Für die weiteren Beträge wird auf das Urteilsdispositiv verwiesen.
Demgemäss
erkennt das Appellationsgericht (Einzelgericht):
://: Die Beschwerde wird zufolge
Gegenstandslosigkeit als erledigt abgeschrieben.
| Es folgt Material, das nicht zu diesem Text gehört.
PR #544, opened 2024-09-30
Use identity columns for PostgreSQL instead of sequences

trasher:


galette/lib/Galette/Core/Db.php
```diff
@@ -1015,7 +1035,7 @@ public function getLastGeneratedValue(object $entity): int
         /** @phpstan-ignore-next-line */
         return (int)$this->driver->getLastGeneratedValue(
             $this->isPostgres() ?
-                PREFIX_DB . $entity::TABLE . '_id_seq'
+                PREFIX_DB . $entity::TABLE . '_' . $entity::PK . '_seq'
```
trasher, line 1038:
```suggestion
                $this->getSequenceName($entity::TABLE, $entity::PK, true)
```

trasher:
Replaced with https://github.com/galette/galette/pull/548

PR #551, opened 2024-10-10
Fixe Size problem for $an_cot in adaptativecards

TheFab21:


TheFab21:
CS corrected with last update

galette/lib/Galette/IO/PdfMembersCardsAdaptative.php
```diff
@@ -195,16 +195,24 @@ public function drawCards(array $members): void
...
 
             //Write shadow of the year, center of the card
             $an_cot = $this->an_cot;
             if ($an_cot === 'DEADLINE') {
                 //get current member deadline
                 $an_cot = $member->due_date;
             }
-
-            $xan_cot = $x0 + $this->wi / 2 - $this->GetStringWidth(
+            if (is_null($an_cot)) {
```
trasher, line 205: This condition does not work. I do not know exactly which problem you tried to fix here; but there is something wrong.

trasher (changes requested):

galette/lib/Galette/IO/PdfMembersCardsAdaptative.php
trasher: I've been able to reproduce and fix.

trasher (approved):

PR #560, opened 2024-11-06
A try with psalm security tool

trasher:


trasher:
Tool always timeout, I do not understand why... I close, I've already spent too much time on that one.

PR #580, opened 2025-01-23
Single line links in footer

gagnieray:
I started this PR because the existing "Website" link in the footer is a bit confusing for users that can think it is a link to the association's website.

It ended this way :
* the website "link" was changed in a simple "Galette" link
* the version is only displayed when a user is logged-in, or also on public pages when in demo mode (I think it's better to hide the version on public pages in production mode to harden the discovery of obsolete instances with search engines if indexation prevention is not enabled in the preferences)
* all links are displayed on a single line

### DIFF
--- a/galette/templates/default/elements/footer.html.twig
+++ b/galette/templates/default/elements/footer.html.twig
@@ -19,8 +19,8 @@
  */
 #}
 {% set new_release = callstatic('\\Galette\\Core\\Galette', 'getNewRelease') %}
-    <footer class="page-footer{% if login.getCompactMenu() %} extended"{% endif %}">
-        <div class="ui center aligned basic padded segment footer-wrapper">
+    <footer class="page-footer">
+        <div class="ui center aligned basic padded segment footer-wrapper{% if login.getCompactMenu() %} extended"{% endif %}">
             <div class="row">
                 <div class="ui horizontal bulleted link list">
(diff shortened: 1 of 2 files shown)


galette/templates/default/elements/footer.html.twig
```diff
@@ -48,23 +32,23 @@
 {% else %}
                         <i class="icon cookie bite" aria-hidden="true"></i>
 {% endif %}
-                        Galette {{ constant('GALETTE_DISPLAY_VERSION') }}
+                        Galette{% if login.isLogged() or callstatic('\\Galette\\Core\\Galette', 'isDemo') %} {{ constant('GALETTE_DISPLAY_VERSION') }}{% endif %}
```
trasher, line 35: I guess we should keep only displayed version when user is logged in; I try to keep demo up-to-date (espacially when there are security issues, of course), but I may fail ^^
```suggestion
                        Galette{% if login.isLogged() %} {{ constant('GALETTE_DISPLAY_VERSION') }}{% endif %}
```

galette/templates/default/elements/header.html.twig
```diff
@@ -19,7 +19,7 @@
  */
 #}
 {# This file contains common html headers to include for Galette Twig rendering. #}
-        <title>{% if preferences.pref_slogan != "" %}{{ __(preferences.pref_slogan) }} - {% endif %}{% if page_title != "" %}{{ page_title }} - {% endif %}Galette {{ constant('GALETTE_VERSION') }}</title>
+        <title>{% if preferences.pref_slogan != "" %}{{ __(preferences.pref_slogan) }} - {% endif %}{% if page_title != "" %}{{ page_title }} - {% endif %}Galette{% if callstatic('\\Galette\\Core\\Galette', 'isDemo') %} {{ constant('GALETTE_VERSION') }}{% endif %}</title>
```
trasher, line 22: Not sure haveing version in page title is really relevant
```suggestion
        <title>{% if preferences.pref_slogan != "" %}{{ __(preferences.pref_slogan) }} - {% endif %}{% if page_title != "" %}{{ page_title }} - {% endif %}Galette</title>
```

PR #589, opened 2025-02-02
Dynamic dates conversion from admintools

trasher:
refs #1881


galette/lib/Galette/DynamicFields/Date.php
```diff
@@ -55,4 +57,94 @@ public function getType(): int
...
+                    array(
+                        'field_val'  => $v,
+                        DynamicFieldsHandle::PK => $k
+                    )
+                );
+            }
+            throw new \RuntimeException(
+                print_r($debug_dates, true)
+            );
+            //$zdb->connection->commit();
```
trasher, line 138: To be uncommented when ready

PR #595, opened 2025-02-09
Add links to the documentation when relevant; fixes #1905

gagnieray:


galette/templates/default/page.html.twig
```diff
@@ -69,6 +62,25 @@
                             </h1>
 {% if login.isLogged() %}
                         </div>
+    {% if login.isAdmin() or login.isStaff() or login.isGroupManager() %}
+        {% set documentation_path = documentation ?? '' %}
+        {% set documentation_language = ((galette_lang == 'ota' or galette_lang == 'si') ? 'en' : galette_lang == 'nb' ? 'no' : galette_lang) %}
+        {% if documentation_path is not empty %}
+                        <div class="ui compact segment">
+                            <a class="circular ui basic icon button" href="https://doc.galette.eu/{{ documentation_language }}/master/{{ documentation }}" target="_blank" data-position="left center" title="{{ _T("Read the manual") }}">
```
trasher, line 70: I've not tested the feature yet, but I have 2 main remarks:
- pointing to `master` may lead to missing page when using a devleopment version (such as a nightly build)
- anchors are localized :/

For the first issue, that may not be a problem, but for the second, it is. The only thing we can link is a page, not a part of it

galette/webroot/installer.php
```diff
@@ -202,12 +202,19 @@
     $install->atEndStep();
 }
 
+$documentation_language = $i18n->getAbbrev();
```
trasher, line 205: A similar condition to fix locales names has also been added. I guess a method managed from the I18n object would be preferable (it should ba available on both cases).

galette/templates/default/page.html.twig
gagnieray: I think I can handle that.

galette/webroot/installer.php
gagnieray: All right!

trasher:
Seems good, thank you :+1:  :)

Two minor points:
- would it be possible to keep right alignment?
- maybe the doc icon could be a little smaller

gagnieray:
>     * would it be possible to keep right alignment?

Right alignment is preserved already.
Don't forget `npm run build`.

>     * maybe the doc icon could be a little smaller
Of course. I have applied the mini button size variation and forced push the branch one last time.

trasher:
> Don't forget `npm run build`.

Good catch, I missed that once again; sorry for the noise...

> 
> > ```
> > * maybe the doc icon could be a little smaller
> > ```
> 
> Of course. I have applied the mini button size variation and forced push the branch one last time.

:+1:

perfect, thank you :)

trasher (approved):
Sounds good, thank you :) I'll try tomorrow

PR #596, opened 2025-02-11
Minor fixes on installer and maintenance pages

gagnieray:


galette/install/steps/admin.php
```diff
@@ -40,7 +40,7 @@
 
     <div class="ui equal width grid">
         <div class="right aligned column">
-            <button type="submit" class="ui right labeled primary icon button"><i class="angle double right icon" aria-hidden="true"></i> <?php echo _T("Next step"); ?></button>
+            <button type="submit" class="ui right labeled primary icon button"><i class="angle double <?php if ($i18n->isRtl()) { ?>left<?php } else { ?>right<?php } ?> icon" aria-hidden="true"></i> <?php echo _T("Next step"); ?></button>
```
trasher, line 43: Maybe this would be easier to read?
```suggestion
            <button type="submit" class="ui right labeled primary icon button"><i class="angle double <?php echo $i18n->isRtl() ? 'left' : 'right';  ?> icon" aria-hidden="true"></i> <?php echo _T("Next step"); ?></button>
```

Looks good anyway ;)

gagnieray: > Maybe this would be easier to read?

Indeed !

trasher (approved):

PR #597, opened 2025-02-11
Improve groups selection tree UX

gagnieray:
- browse groups by clicking on their name instead of clicking on their arrow
- add an icon to select and edit a group (replaced by an open folder when group is selected)
- fix alignements in case of very long names (by removing the use of labels on names)

Before :
tree-before

After :
tree-after


trasher:
I'm OK for the change, but the edit button position does not convince me; since it depends on group name length. 

What about placing the edit icon before the group name? That way, all edit icons would be at the same place for the same level.

trasher (approved):

PR #599, opened 2025-02-11
Feature/customizable main colors

gagnieray:


gagnieray:
Documentation is ready : https://github.com/galette/galettedoc/pull/33

trasher:
Tested, everything seems OK.

I've just changed the way the CSS reset is handled from JS to PHP. Also, previous code was not aware of "Apply custom colors" state change.

gagnieray:
> I've just changed the way the CSS reset is handled from JS to PHP. Also, previous code was not aware of "Apply custom colors" state change.

Great ! This is way better :+1: :rocket:

PR #1132, opened 2026-04-02
Devfred/fix dynamicsync export race

Gears321:
Fix DynamicSync export directory race in DebugAutoConnect

When running DebugAutoConnect both the server and client processes start
simultaneously and both called DynamicSyncBuilder.Build(), which deleted
and recreated the DynamicSyncExport directory. This caused two races:

  1. IOException ('directory is not empty') - the losing process hit
     Directory.Delete while the winner was mid-deletion.
  2. FileNotFoundException on File.SetAttributes - the winner deleted
     files between the loser's Directory.GetFiles enumeration and its
     subsequent SetAttributes call.

Root cause: both processes share the same export directory on the same
machine, but only the server's export is needed (both sides generate
identical output).

Fix:
- DynamicSyncConfiguration.ExportFiles gains a public setter (was
  get-only). Defaults to true so server behaviour is unchanged.
- DynamicSyncBuilder.Build() gates the entire directory cleanup block
  on ExportFiles, so a client with ExportFiles=false skips it entirely.
  File.SetAttributes errors are now caught and logged as warnings rather
  than swallowed silently, in case a race ever surfaces again.
- CoopartiveMultiplayerExperience.StartAsClient() sets
  DynamicSyncConfiguration.ExportFiles = false before calling PatchAll(),
  so the client never touches the export directory.
- Roslyn compilation errors in Build() are now logged via Serilog before
  throwing, making failures easier to diagnose.

This fix is safe for both deployment topologies:
- Same machine (DebugAutoConnect): race eliminated at the root because
  only one process (server) manages the shared directory.
- Separate machines (normal multiplayer): ExportPath is local to each
  machine, so no race was ever possible; client skipping its own local
  export is a minor debug inconvenience only."

## PR Checklist

## PR Type

- [X ] Bug fix (non-breaking change that fixes an issue)
- [ ] Build related changes
- [X ] CI related changes
- [ ] Documentation update

## What is the new behavior?

Resolves #

### DIFF
--- a/source/Coop.Core/CoopartiveMultiplayerExperience.cs
+++ b/source/Coop.Core/CoopartiveMultiplayerExperience.cs
@@ -8,6 +8,7 @@ using Coop.Core.Common.Services.Connection.Messages;
 using Coop.Core.Server;
 using GameInterface;
 using GameInterface.AutoSync;
+using GameInterface.DynamicSync;
 using GameInterface.Services.GameDebug.Messages;
 using GameInterface.Services.UI.Messages;
 using HarmonyLib;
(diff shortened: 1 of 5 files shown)


EgardA (approved):
LGTM

PR #1133, opened 2026-04-02
Fix ID collision crash and add autoconnect support for 3-client sessions

Gears321:
When a 2nd player client had already joined and a 3rd client connected via autoconnect, the server would attempt to register a new Hero/MobileParty/Clan for the 3rd client. AutoRegistry.GetNewId generated IDs (e.g. Coop_Hero_1733) that were already occupied by Client 2's objects - which had been registered via NetworkCreateInstance (AddExisting) without advancing InstanceCounter past their numeric suffix. This caused AddNewObject to fail silently, leaving the new hero with null Coop IDs and vanilla StringIds ('main_hero', 'player_party'), triggering a NullReferenceException in CampaignObjectManager.GetIdParts during InitializeCampaignObjectsOnAfterLoad and making the client appear to load in as the host.

Fix: AutoRegistry.RegisterExistingObject now parses the numeric suffix from each Coop ID and advances InstanceCounter to at least that value, ensuring GetNewId always produces a fresh ID beyond all previously registered objects.

HeroInterface.UnpackHero now guards against null IDs before assigning back to StringId, preventing corruption if registration ever fails.

ClientDebug 2 project and solution updated to add the DebugAutoConnect build configuration, wiring the 3rd client launch with /autoconnect and platformId testclient2 so all three processes (host + 2 players) can be started and debugged from Visual Studio in a single solution build configuration.

## PR Checklist

## PR Type

- [x ] Bug fix (non-breaking change that fixes an issue)
- [x ] New feature (non-breaking change that adds functionality)
- [ ] Build related changes
- [ ] CI related changes
- [ ] Documentation update

## What is the new behavior?

Resolves #

### DIFF
--- a/source/ClientDebug 2/ClientDebug2.csproj
+++ b/source/ClientDebug 2/ClientDebug2.csproj
@@ -22,6 +22,15 @@
     <ErrorReport>prompt</ErrorReport>
     <WarningLevel>4</WarningLevel>
   </PropertyGroup>
+  <PropertyGroup Condition=" '$(Configuration)|$(Platform)' == 'DebugAutoConnect|AnyCPU' ">
+    <DebugSymbols>true</DebugSymbols>
+    <DebugType>full</DebugType>
+    <Optimize>false</Optimize>
+    <OutputPath>bin\Debug\</OutputPath>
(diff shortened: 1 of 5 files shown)


EgardA (approved):
Works well, great job!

Für das Beschwerdeverfahren werden keine
ordentlichen Kosten erhoben.
Dem amtlichen Verteidiger, B____, wird
für das gegenstandslos gewordene Beschwerdeverfahren ein Honorar von CHF 1‘437.35
(inklusive Auslagen), zuzüglich 8 % MWST von CHF 115.‒, aus der
Gerichtskasse ausgerichtet.
Mitteilung an:
Beschwerdeführer
Staatsanwaltschaft
APPELLATIONSGERICHT BASEL-STADT
Die Präsidentin Der
Gerichtsschreiber
Dr. Marie-Louise Stamm lic.
iur. Christian Lindner
Rechtsmittelbelehrung
Gegen diesen
Entscheid kann unter den Voraussetzungen von Art. 78 ff. des
Bundesgerichtsgesetzes (BGG) innert 30 Tagen seit schriftlicher Eröffnung Beschwerde
in Strafsachen erhoben werden. Die Beschwerdeschrift muss spätestens am
letzten Tag der Frist beim Bundesgericht (1000 Lausanne 14) eingereicht oder zu
dessen Handen der Schweizerischen Post oder einer diplomatischen oder konsularischen
Vertretung der Schweiz im Ausland übergeben werden (Art. 48 Abs. 1 BGG). Für
die Anforderungen an den Inhalt der Beschwerdeschrift wird auf Art. 42 BGG
verwiesen. Über die Zulässigkeit des Rechtsmittels entscheidet das
Bundesgericht.
Die amtliche
Verteidigung kann gegen den Entscheid betreffend ihre Entschädigung für das
zweitinstanzliche Verfahren gemäss Art. 135 Abs. 3 lit. b der Strafprozessordnung
(StPO) innert 10 Tagen seit schriftlicher Eröffnung Beschwerde beim
Bundesstrafgericht (Viale Stefano Franscini 7, Postfach 2720, 6501 Bellinzona)
erheben (vgl. dazu Urteil des Bundesgerichts 6B_360/2014 vom 30. Oktober 2014).